Western blot analysis was conducted to investigate whether the abundance of CATH protein also increases in parallel with the elevated mRNA levels in NOD mouse LGs (
Fig. 6A). CATH is produced as a proenzyme in cells (335 amino acids [aa] in humans and 333 aa in mice). Proteolytic processing of the single transcript results in the generation of active forms of human CATH containing either a minichain (98-105 aa) and a single chain (116-335 aa) or an active form containing a mini chain, a heavy chain (116-292 aa), and a light chain (293-335 aa), as demonstrated at the protein level.

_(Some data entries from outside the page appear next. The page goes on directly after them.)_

PR #2429, opened 2025-02-25
[system tests] Add new settings to wait for documents being ingested

### LINKED ISSUE #2378: [system tests] Add new options to wait for documents before validating fields/mappings
Currently, system tests wait for at least one document being ingested into Elasticsearch before validating the fields or mappings.

https://github.com/elastic/elastic-package/blob/93c7a8d7c88b000fe5c1266bc06c01b716a5e680/internal/testrunner/runners/system/tester.go#L1396

This behavior can be tuned thanks to the setting `assert.hit_count`. This setting changes the process to wait for an exact number of documents being ingested into Elasticsearch.

https://github.com/elastic/elastic-package/blob/93c7a8d7c88b000fe5c1266bc06c01b716a5e680/docs/howto/system_testing.md?plain=1#L470

These two methods solve most of the usages, but there are some scenarios where packages need to wait for a unknown number of documents:
- This would help to validate a better representation of the fields being ingested by elastic-agent (and therefore by the service).

This was observed for instance that would be interesting for [`envoyproxy` package](https://github.com/elastic/integrations/tree/4ea84a146da735090bb040c2eab6e2c3bc67bc19/packages/envoyproxy) from integrations repository. Some fields (that were failing while [testing the validation based on mappings](https://github.com/elastic/integrations/pull/12300)) just were ingested after some docs ([buildkite link](https://buildkite.com/elastic/integrations/builds/21105)). 

```
test case failed: one or more errors found in mappings in metrics-envoyproxy.stats index template: [0] field "envoy.thread_local_cluster_manager.main_thread_clusters_inflated.value" is undefined: field definition not found
[1] field "envoy.thread_local_cluster_manager.worker_0_clusters_inflated.value" is undefined: field definition not found
[2] field "envoy.thread_local_cluster_manager.worker_1_clusters_inflated.value" is undefined: field definition not found
```

It would be great to add new settings for the system tests to wait for documents being ingested into Elasticsearch:
- Wait for a minimum number of documents, but not required to be an exact number.
- Wait for some expected fields being present in the hits found.
- Any other option?

mrodm:
Closes #2378

This PR includes new system test settings to allow for different conditions when waiting for the required/needed documents to be ingested into the data stream.

Three new settings have been added:
- `assert.min_count`: minimum number of documents to be ingested in the data stream.
    - this could be useful in packages that send metrics from a service and there is no upper limit of docs to be ingested.
- `assert.fields_present`: list of fields that must be present in any document of the given data stream.
    - this could be useful for debugging to wait for a specific field that could be sent at the end.
- ~`assert.ingestion_idle_time`: minimum period of time that the data stream should not have any new document ingested.~
    - ~this could be useful in those packages that there is no exact number of documents to be ingested, every run could be a different number of documents ingested.~
    - ~Related: https://github.com/elastic/elastic-package/issues/2378#issuecomment-2674863531~

Examples of the `elastic-package` output when these settings are defined:

- ~`assert.ingestion_idle_time: 20s`:~
```
2025/02/25 13:31:34 DEBUG found 0 hits in logs-system_test_assert_conditions.test-26419 data stream
2025/02/25 13:31:35 DEBUG found 100 hits in logs-system_test_assert_conditions.test-26419 data stream
...
2025/02/25 13:31:56 DEBUG found 100 hits in logs-system_test_assert_conditions.test-26419 data stream
2025/02/25 13:31:56 DEBUG No new documents ingested in 20s
```

- `assert.fields_present: [target.file, target.expected, target.finish]`:
```
2025/02/25 13:33:34 DEBUG found 0 hits in logs-system_test_assert_conditions.test-50949 data stream
2025/02/25 13:33:35 DEBUG found 450 hits in logs-system_test_assert_conditions.test-50949 data stream
2025/02/25 13:33:35 DEBUG > Found field "target.file" in hits
2025/02/25 13:33:35 DEBUG > Found field "target.expected" in hits
2025/02/25 13:33:35 DEBUG Not found field "target.finish" in hits
2025/02/25 13:33:36 DEBUG found 492 hits in logs-system_test_assert_conditions.test-50949 data stream
2025/02/25 13:33:36 DEBUG > Found field "target.finish" in hits
```

- `assert.min_count: 50`:
```
2025/02/25 13:32:42 DEBUG checking for expected data in data stream (10m0s)...
2025/02/25 13:32:42 DEBUG found 0 hits in logs-system_test_assert_conditions.test-82487 data stream
2025/02/25 13:32:43 DEBUG found 0 hits in logs-system_test_assert_conditions.test-82487 data stream
2025/02/25 13:32:44 DEBUG found 0 hits in logs-system_test_assert_conditions.test-82487 data stream
2025/02/25 13:32:45 DEBUG found 100 hits in logs-system_test_assert_conditions.test-82487 data stream
2025/02/25 13:32:45 DEBUG Found 0 deprecation warnings for data stream logs-system_test_assert_conditions
```

Moreover, these settings can be defined simultaneously. For instance:
```yaml
assert:
  min_count: 50
  fields_present:
    - field.expected
    - field.foo
```

In that example, the validation performed by the system test will only run after at least 50 documents have been ingested into the specified data stream, and the two designated fields are prsent in any of the ingested documents.

## Author's checklist

- [x] Add test package
- [x] Add documentation

```shell

cd test/packages/other/system_test_assert_conditions

# Update system test configuration files as needed:
# - "data_stream/test/_dev/test/system/test-fields_present-config.yml"
# - "data_stream/test/_dev/test/system/test-min_count-config.yml"

elastic-package stack down -v
```


docs/howto/system_testing.md
```diff
@@ -434,6 +434,10 @@ for system tests.
 | skip_transform_validation | boolean |  | Disable or enable the transforms validation performed in system tests. |
 | vars | dictionary |  | Package level variables to set (i.e. declared in `$package_root/manifest.yml`). If not specified the defaults from the manifest are used. |
 | wait_for_data_timeout | duration |  | Amount of time to wait for data to be present in Elasticsearch. Defaults to 10m. |
+| assert.hit_count | integer |  | Exact number of documents to wait for being ingested. |
+| assert.min_count | integer |  | Minimum number of documents to wait for being ingested. |
```
mrodm, line 438: Currently, the maximum number of documents retrieved from Elasticsearch by elastic-package is 500:
https://github.com/elastic/elastic-package/blob/b6f296ce42c19fa4c6a58da623e5436dc727d1b5/internal/testrunner/runners/system/tester.go#L85

I guess it's difficult to happen, but it's worth to take this into account. If a test sets `assert.min_count: 510` , that will never finish since there will never be 510 documents in the search response.

Related: https://github.com/elastic/elastic-package/issues/2378#issuecomment-2674940199

As mentioned in that comment, should we add a new environment variable to be able to update that value (in a follow-up PR maybe)?

docs/howto/system_testing.md
```diff
@@ -434,6 +434,10 @@ for system tests.
...
+| assert.fields_present | []string|  | List of fields that must be present in the documents to stop waiting for new documents. |
+| assert.ingestion_idle_time | duration |  | Minimum time elapsed since the last document was ingested. |
```
mrodm, line 440: Do you think any of the new settings (min_count, fields_present or ingestion_idle_time) added here in this PR could be dismissed? are any of those redundant?

docs/howto/system_testing.md
jsoriano: Umm, I guess it is also possible to use some kind of pagination? Maybe in the meantime we can also limit `hit_count` and `min_count` to 500 documents, and fail if it is set to a bigger number.

docs/howto/system_testing.md
jsoriano: `ingestion_idle_time` may be redundant in many cases with `hit_count`, and basing tests on timing might also lead to flakiness. I think we can live without this option by now.

mrodm:
Depends on #2433

docs/howto/system_testing.md
mrodm: Removed and updated PR description too.

docs/howto/system_testing.md
mrodm: Removed and updated PR description too.

mrodm:
test integrations

internal/testrunner/runners/system/tester.go
```diff
@@ -1583,6 +1535,118 @@ func (r *tester) createServiceStateDir() error {
...
+				return true
+			}
+			if hits.size() < config.Assert.HitCount {
+				return false
+			}
+
+			ret := hits.size() == oldHits
+			if !ret {
+				time.Sleep(4 * time.Second)
+			}
```
jsoriano, line 1593: Should we also add some wait time if this assertion is satisfied but not the others?

internal/testrunner/runners/system/tester.go
```diff
@@ -1583,6 +1535,118 @@ func (r *tester) createServiceStateDir() error {
...
+					if _, err := d.GetValue(f); err == nil {
+						found = true
+						break
+					}
+				}
+				if !found {
+					logger.Debugf("Not found field %q in hits", f)
+					return false
+				}
+				logger.Debugf("> Found field %q in hits", f)
```
jsoriano, line 1622: These debug messages will appear for all fields and all documents, right? Maybe this is too much even at the debug level?

internal/testrunner/runners/system/tester.go
```diff
@@ -1583,6 +1535,118 @@ func (r *tester) createServiceStateDir() error {
...
+
+		return assertFieldsPresent && assertMinCount && assertHitCount, nil
+	}, 1*time.Second, waitForDataTimeout)
+
+	if waitErr != nil {
+		return nil, waitErr
+	}
+
+	if !passed {
+		return nil, testrunner.ErrTestCaseFailed{Reason: fmt.Sprintf("could not find hits in %s data stream", dataStream)}
```
jsoriano, line 1644: Nit. Maybe we should rewrite this error. It can fail now for different reasons, even when hits are found.

test/packages/other/system_test_assert_conditions/data_stream/test/_dev/test/system/test-fields_present-config.yml
```diff
@@ -0,0 +1,33 @@
+vars: ~
+data_stream:
+  vars:
+    paths:
+      - "/custom/paths/logs.json"
+assert:
+  fields_present:
+    - target.file
+    - target.expected
+    - target.finish
```
jsoriano, line 10: Wdyt about adding a false positives test package to check that it fails if not satisfied?

jsoriano (approved):
Nice! Added some small suggestions, but feel free to merge.

internal/testrunner/runners/system/tester.go
mrodm: That would appear just once, since it is kept a map struct for the previous fields found.

But it's true that the message about "Not found field" could be too much... I'll remove that.

internal/testrunner/runners/system/tester.go
mrodm: Something like `could not find the expected hits in %d data stream` ?

internal/testrunner/runners/system/tester.go
mrodm: Not sure I follow this. Why should it be needed to wait when `ret` is true?

In those packages where just this assertion is set, the behavior would be the same now. 
As it is, this assertion required that two consecutive times the hits size is the same once `hits.size() >= HitCount`, waiting 4 seconds when the hits size is not the same as the previous iteration.

In those packages where just this assertion is set, the behavior would be the same now. 

The issue would be when there is assertion is set along with `min_count` or `fields_present`. That time.Sleep would delay the check of the other assertions. But probably this would not cause too much trouble.

test/packages/other/system_test_assert_conditions/data_stream/test/_dev/test/system/test-fields_present-config.yml
mrodm: Added a test package (false positive) to test `assert.fields_present`
https://github.com/elastic/elastic-package/pull/2429/commits/492f6cacba390318301ef5dcf46702673dffcc29

internal/testrunner/runners/system/tester.go
jsoriano: > Why should it be needed to wait when `ret` is true?

My comment goes more in the line of why do we need to wait four seconds when `ret` is false, and if we do, why we don't need to wait when `ret` is true and some of the other conditions is false.

At least for the min count it looks like we could be interested on the same retry patterns.

internal/testrunner/runners/system/tester.go
jsoriano: Yes, something like this would be better.

The best might be to explicitly say what assertions are failing, but maybe this requires a number of changes on the current code, no need to do it by now.

test/packages/false_positives/failed_fields_present_assert.expected_errors
```diff
@@ -0,0 +1 @@
+<failure>test case failed: could not find hits in logs-failed_fields_present_assert.test-[[:digit:]]+ data stream</failure>
```
jsoriano, line 1: :+1:

jsoriano (approved):

internal/testrunner/runners/system/tester.go
mrodm: My assumption is that in the assertion of `hit_count` once the number of hits is equal or great than `config.Assert.HitCount`, that waiting time would be to ensure that there are no more documents ingested. For me, it's like an heuristic that ingestion of documents has finished.

In case of true, it would be considered/assumed that there won't be new messages, and it can be considered true that assertion (so other assertions can be validated).

In case of `min_count`, I think it would not be needed since it is just required to be greater or equal than the given number.

Would that make sense?

I think I'd keep it as it is here by now.

jsoriano: Ok :+1:

jsoriano (approved):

36 The heavy chain and light chains are derived from further proteolytic processing of the single chain without a loss of amino acid residues. The active forms of the mouse CATH protein exhibit an identical organization, existing in two forms which were deduced by UniprotKB (
www.UniProt.org/ provided in the public domain by the UniProt Consortium, Swiss Institute of Bioinformatics, Geneva, Switzerland) according to its homology to the human ortholog at the transcriptional level. The minichain, heavy chain, and light chain of mouse CATH are annotated as 96-103, 114-290, and 291-333 aa, respectively. The major active form of CATH in Raw264.7 cells, used in our study as a positive control for CATH, appears to be the three-chain form, since the major band detected by Western blot analysis is ∼23 to 24 kDa, corresponding to the heavy chain of 177 aa (114-290 aa;
Fig. 6A, top, lane 3). Both the two-chain and the three-chain forms of CATH are present in mouse LG, as evidenced by detection of both the 23- to 24-kDa band (
Fig. 6A, top, lanes 1 and 2) and the 27- to 28-kDa band (
Fig. 6A, lane 2, top), corresponding to the heavy chain, and the single chain (220 aa), respectively. In addition, a third band at around 20 kDa was clearly detected only in NOD mouse LG lysate (
Fig. 6A, lane 1, top), which may represent a further proteolytic or truncated form of CATH. Densitometry of this Western blot quantified the intensity ratios of 27- and 28, 23- and 24-, and 20-kDa bands (NOD to BALB/c) as 14.1, 4.7, and 11.3 respectively. These results are typical of those run in multiple experiments comparing NOD and BALB/c mouse LG lysate and demonstrate the marked upregulation of CATH in the NOD mouse LG versus the BALB/c control as well as illustrate the complexity of CATH processing in different cell types.